68.田丸は、子供の頃の屋台らーめんの味を味わえる数少ない店だ。

田丸わんたんめん

 「田丸」は、創業60年以上の歴史を誇る目黒の老舗ラーメン屋である。ここは醤油、味噌、塩などの種類は無い。ラーメンとチャーシューメン、それにワンタンメンだ。スープの味は一つだけだ。
 中太の縮れ麺に絡むスープは鶏と野菜から取ったダシが効いた醤油味だが、この味が何とも云えず優しい味なのである。小学生の頃に「ラーメン」と云うもの自体に衝撃を受けたものだが、40年も前に初めて体験した味がそのままに残っているのだから素晴らしい。

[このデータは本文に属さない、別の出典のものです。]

PR #114, opened 2024-02-11
feat: Add marketmap module/keeper

Eric-Warehime:
Adds marketmap module and keeper implementation.

I've adhered generally to the proto implementations that were committed to the feature branch, although I think a broader conversation should be had about how those are laid out (we can change that in a separate PR if we agree on a different data layout there).

I've written this initial implementation around the idea of 2 access patterns:
* Reasoning about which providers to run and the sets of tickers each provider needs to retrieve
* Reasoning about which tickers to return in the oracle's Prices API and how to calculate each of those prices

Managing them separately seems the most reasonable to me since it enables us to have a 2 phase operation in which we turn on new currency pair feeds in the MarketConfigs and subsequently enable the prices in the x/oracle module by creating an aggregation config.

I've left out validation for now--happy to add that logic and tests in if it's crucial for this PR, I think a lot of it already exists in the proto types package already.

BLO-879


x/marketmap/keeper/keeper.go
```diff
@@ -0,0 +1,116 @@
...
+
+	slinkytypes "github.com/skip-mev/slinky/pkg/types"
+	"github.com/skip-mev/slinky/x/marketmap/types"
+)
+
+type Keeper struct {
+	cdc codec.BinaryCodec
+
+	// keeper dependencies
+	oracleKeeper types.OracleKeeper
```
aljo242: I think we really should not be adding anything from `x/oracle` as a dependency into `x/marketmap`.  My thinking was for `x/marketmap` to expose [hooks](https://github.com/cosmos/cosmos-sdk/blob/main/x/staking/types/hooks.go#L121) in a pattern similar to how some other cosmos sdk modules do. 

Something like `AfterMarketMapUpdate()` which can be used by `x/oracle` (or `x/prices`) to get a view of changes without adding a direct keeper dependency

x/marketmap/keeper/keeper.go
```diff
@@ -0,0 +1,116 @@
...
+		return nil, err
+	}
+	configs, err := iter.Values()
+	if err != nil {
+		return nil, err
+	}
+	return configs, err
+}
+
+func (k Keeper) GetAllAggregationConfigs(ctx sdk.Context) ([]types.PathsConfig, error) {
```
aljo242, line 56: nit: let's Godoc all exported functions

x/marketmap/keeper/keeper.go
```diff
@@ -0,0 +1,116 @@
...
+
+	// module authority
+	authority sdk.AccAddress
+
+	// collections
+	// marketConfigs is keyed by provider name and provides the MarketConfig for each given provider
+	marketConfigs collections.Map[string, types.MarketConfig]
+	// aggregationConfigs is keyed by CurrencyPair string (BASE/QUOTE) and contains the PathsConfig used
+	// to do price aggregation for a given canonical Ticker
+	aggregationConfigs collections.Map[string, types.PathsConfig]
```
aljo242: This is not in the scope of this PR, but I'm wondering if we could/should introduce a type alias

```go
type TickerString string
```

so we can more easily reason about the types of keys we are using to index into maps throughout the codebase

x/marketmap/keeper/keeper.go
g3ndo9kar9: Could get around this via an interface + implementation for the x/oracle module?

x/marketmap/keeper/keeper.go
g3ndo9kar9: is it not possible to use the CurrencyPair obj. as they key to this Map?

Eric-Warehime: Yeah that seems like a great idea. 🚀

x/marketmap/keeper/keeper.go
Eric-Warehime: Removing oracleKeeper interface from deps here. Plan is to have a follow up PR which includes hooks.

x/marketmap/types/keys.go
```diff
@@ -0,0 +1,35 @@
...
+	TickerStringCodec = codec.NewStringKeyCodec[TickerString]()
+)
+
+// MarketProvider is the unique name used to key the MarketConfigs in the marketmap module.
+// It is identical to the MarketConfig.Name property which is stored as the value in the Keeper.marketConfigs map.
+type MarketProvider string
+
+// TickerString is the key used to identify unique pairs of Base/Quote with corresponding PathsConfig objects--or in other words AggregationConfigs.
+// The TickerString is identical to Slinky's CurrencyPair.String() output in that it is `Base` and `Quote` joined by `/` i.e. `$BASE/$QUOTE`.
+type TickerString string
```
aljo242, line 35: does it make sense to put these in `./pkg/types` as common types?

aljo242 (approved):
lgtm.

Regarding my other comment, maybe we can open an issue / discussion on this.  Not blocking moving forward.

Eric-Warehime:
> lgtm.
> 
> Regarding my other comment, maybe we can open an issue / discussion on this. Not blocking moving forward.

Done--BLO-904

 東京には全国から美味いラーメン店が集まり、独自のオリジナルな味を追求した新世代ラーメンも続々と登場している。どの店も素晴らしく、それはそれで大変旨く刺激的なので、僕も新しい店が出来ると大抵は足を運ぶ事にしている。しかし、新しいラーメンを追い続けて行くと次第に原点の味と云う物がボヤケてしまうのである。そんな時、決まって食べたくなる味が此処のラーメンな訳だ。
 叉焼も今流行りのトロトロな肉なんかじゃない。歯ごたえのある大ぶりのが2枚乗っかる。チャーシューメンだとこれが7枚、もう器のふちしか見えないのだ。 
 そして、僕がここで必ず頼むのはワンタンメンである。たっぷりのワンタンが入り、その上に茹でたキャ別と叉焼、メンマが乗る。叉焼をワンタンの下に沈めて、スープに浸すとたまらなく美味。茹でキャ別と麺を一緒に食べるのが実に旨い。また、器も実に変わっている。ラーメンは普通の丸いドンブリなのだが、ワンタンメンとチャーシューメンは洋食器のカレー皿の様な楕円のベーカー皿に盛られるのだが、これも妙に馴染むのである。
 カウンターのみの小さな店内はいつも混んでいる。美味しく、素朴なラーメンはサッと食べ、スっと出たい。権ノ助坂の「田丸」は、15分ばかりの至福の時間を黙って提供してくれる街場のラーメン屋なのだ。